= Dead-end elimination =

Algorithm for minimizing a function over a set of independent variables

The dead-end elimination algorithm (DEE) is a method for minimizing a function over a discrete set of independent variables. The basic idea is to identify "dead ends", i.e., combinations of variables that are not necessary to define a global minimum because there is always a way of replacing such a combination with a better or equivalent one. Then we can refrain from further searching such combinations. Hence, dead-end elimination is the mirror image of dynamic programming, in which "good" combinations are identified and explored further.

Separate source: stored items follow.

PR #36, opened 2021-01-26
Assignment3

Sithale:
Main homework goals should be satisfied.
Geek Jokes API should be using the JSON format.

### DIFF
--- a/CanHazFunny/CanHazFunny.Tests/JesterTests.cs
+++ b/CanHazFunny/CanHazFunny.Tests/JesterTests.cs
@@ -1,10 +1,97 @@
 using Microsoft.VisualStudio.TestTools.UnitTesting;
+using System;
+using Moq;
 
 namespace CanHazFunny.Tests
 {
     [TestClass]
     public class JesterTests
     {
+        [TestMethod]
+        [ExpectedException(typeof(ArgumentNullException))]
+        public void Jester_NullJokeOutput_ArgumentNullException()
+        {
+            // Assign
+            _ = new Jester(new JokeService(), null);
+        }
+
+        [TestMethod]
+        [ExpectedException(typeof(ArgumentNullException))]
+        public void Jester_NullJokeService_ArgumentNullException()
+        {
+            // Assign
+            _ = new Jester(null, new JokeOutput());
+        }
+
+        [TestMethod]
+        public void Jester_WorkingJokeOutput()
+        {
+            // Assign
+            IJokeService jokeServ = new JokeService();
+            IJokeOutput jokeOut = new JokeOutput();
+
+            Jester jester = new Jester(jokeServ, jokeOut);
+
+            // Act
+
+            // Assert
+            Assert.AreEqual(jokeOut, jester.JokeOut);
+        }
+
+        [TestMethod]
+        public void Jester_WorkingJokeService()
+        {
+            // Assign
+            IJokeService jokeServ = new JokeService();
+            IJokeOutput jokeOut = new JokeOutput();
+
+            Jester jester = new Jester(jokeServ, jokeOut);
+
+            // Act
+
+            // Assert
+            Assert.AreEqual(jokeServ, jester.JokeServ);
+        }
+
+        [TestMethod]
+        public void TellJoke_ChuckNorrisTest_FindNewJoke()
+        {
+            // Assign
+            Mock<IJokeService> mock = new Mock<IJokeService>();
+
+            mock.SetupSequence(jokeService => jokeService.GetJoke())
+                .Returns("Chuck Norris does not sleep. He waits.")
+                .Returns("Chuck Norris can divide by zero, and counted to infinity 3 times.")
+                .Returns("When Chuck Norris falls in water, Chuck Norris doesn't get wet. Water gets Chuck Norris.")
+                .Returns("No joke can stand up to this competition!")
+                .Returns("Just any other old knee-slapper.");
+
+            Jester jester = new Jester(mock.Object, new JokeOutput());
+
+            // Act
+            jester.TellJoke();
+
+            // Assert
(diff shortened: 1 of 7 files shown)


MeguminXIII:
I will review

MeguminXIII (commented):
Jester class takes in the correct interfaces: ✔
Jester dependencies are null checked: ✔
Jester appropriately retrieves jokes and sends them to the output: ✔
Chuck Norris jokes get filtered out: ✔
Jester code coverage is above 90%: ❌
Says 77.78%. 		set_JokeOutput(CanHazFunny.IJokeOutput)	6	75.00%	2	25.00%
                		set_JokeService(CanHazFunny.IJokeService)	6	75.00%	2	25.00%
These are the blocks that are not covered. they have 25% coverage and 75% not covered. which brings the jester class down to 77.78%
Extra Credit
Output to console implementation is unit tested: ❌
has a JokeOutputToConsole test, but I think that only tests that the jester.TellJoke has an output. I could be wrong however.
JokeService uses JSON: ✔

good job

CanHazFunny/CanHazFunny.Tests/JesterTests.cs
```diff
@@ -1,10 +1,97 @@
...
+            mock.Verify(jokeService => jokeService.GetJoke(), Times.Exactly(4));
+        }
         
+        [TestMethod]
+        public void PrintJoke_JokeOutputToTheConsole_JokeIsPrinted()
+        {
+            //Assign
+            Mock<IJokeService> mockService = new Mock<IJokeService>();
+            mockService.SetupSequence(JokeService => JokeService.GetJoke())
+                .Returns("Just any other old knee-slapper.");
```
Keboo, line 84: If you only need to return a single value you can use `Setup` rather than `SetupSequence`
```suggestion
            mockService.Setup(JokeService => JokeService.GetJoke())
                .Returns("Just any other old knee-slapper.");
```

CanHazFunny/CanHazFunny.Tests/JesterTests.cs
```diff
@@ -1,10 +1,97 @@
...
+
+            Mock<IJokeOutput> mockOutput = new Mock<IJokeOutput>();
+            mockOutput.SetupSequence(JokeOutput => JokeOutput.TellJoke("Just any other old knee-slapper."));
```
Keboo, line 87: We will cover this later in the class when we get to lambdas but we typically name the parameter with camelCase
```suggestion
            mockOutput.SetupSequence(jokeOutput => jokeOutput.TellJoke("Just any other old knee-slapper."));
```

CanHazFunny/CanHazFunny/Jester.cs
```diff
@@ -0,0 +1,38 @@
+﻿using System;
+
+namespace CanHazFunny
+{
+    public class Jester
+    {
+        private IJokeService JokeService;
+        private IJokeOutput JokeOutServ;
```
Keboo, line 8: Field should be named with underscore PascalCase
```suggestion
        private IJokeService _JokeService;
        private IJokeOutput _JokeOutServ;
```

CanHazFunny/CanHazFunny/Jester.cs
```diff
@@ -0,0 +1,38 @@
...
+
+        public IJokeOutput JokeOut { get => JokeOutServ; set => JokeOutServ = value; }
+        public IJokeService JokeServ { get => JokeService; set => JokeService = value; }
```
Keboo, line 11: Because these properties don't add any logic in their getters or setters they could simply be auto properties and remove the need for fields.
```suggestion
        public IJokeOutput JokeOut { get; set; }
        public IJokeService JokeServ { get; set; }
```

CanHazFunny/CanHazFunny/Jester.cs
```diff
@@ -0,0 +1,38 @@
...
+
+        public Jester(IJokeService jokeService, IJokeOutput outJoke)
+        {
+            if(jokeService == null || outJoke == null)
+            {
+                throw new ArgumentNullException(nameof(jokeService));
```
Keboo, line 17: This is not quite right. If `jokeService` is specified and `outJoke` is null the thrown exception indicates the wrong argument name (since it always sets it to `jokeService`). When checking parameters for null, you want to check each individually.

CanHazFunny/CanHazFunny/JokeService.cs
```diff
@@ -2,13 +2,14 @@
...
-    public class JokeService
+    public class JokeService : IJokeService
     {
         private HttpClient HttpClient { get; } = new();
 
         public string GetJoke()
         {
-            string joke = HttpClient.GetStringAsync("https://geek-jokes.sameerkumar.website/api").Result;
+            //string joke = HttpClient.GetStringAsync("https://geek-jokes.sameerkumar.website/api").Result;
+            string joke = HttpClient.GetStringAsync("https://geek-jokes.sameerkumar.website/api?format=json").Result;
```
Keboo, line 12: This returns the json string, but it doesn't actually parse the json into the normal joke string.

CanHazFunny/CanHazFunny/Jester.cs
```diff
@@ -0,0 +1,38 @@
...
+            }
+            else
+            {
+                this.JokeOut = outJoke;
+                this.JokeService = jokeService;
```
Keboo, line 22: This is actually assigning the field not the property. This is why we favor just using auto properties rather than always having backing fields for them.
```suggestion
                this.JokeServ = jokeService;
```

Keboo (commented):
I am not seeing a code review from you for assignment 3. Am I missing it?

Keboo:
When I check the code coverage for the Jester class it shows as 96% :+1:
image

Although the method itself is general, it has been developed and applied mainly to the problems of predicting and designing the structures of proteins (and in this wise was cited in the Scientific Background to the 2024 Nobel Prize in Chemistry). It is closely related to the notion of dominance in optimization also known as substitutability in a Constraint Satisfaction Problem. The original description and proof of the dead-end elimination theorem can be found in .

==Basic requirements==
An effective DEE implementation requires four pieces of information:
1. A well-defined finite set of discrete independent variables
2. A precomputed numerical value (considered the "energy") associated with each element in the set of variables (and possibly with their pairs, triples, etc.)
3. A criterion or criteria for determining when an element is a "dead end", that is, when it cannot possibly be a member of the solution set
4. An objective function (considered the "energy function") to be minimized

Note that the criteria can easily be reversed to identify the maximum of a given function as well.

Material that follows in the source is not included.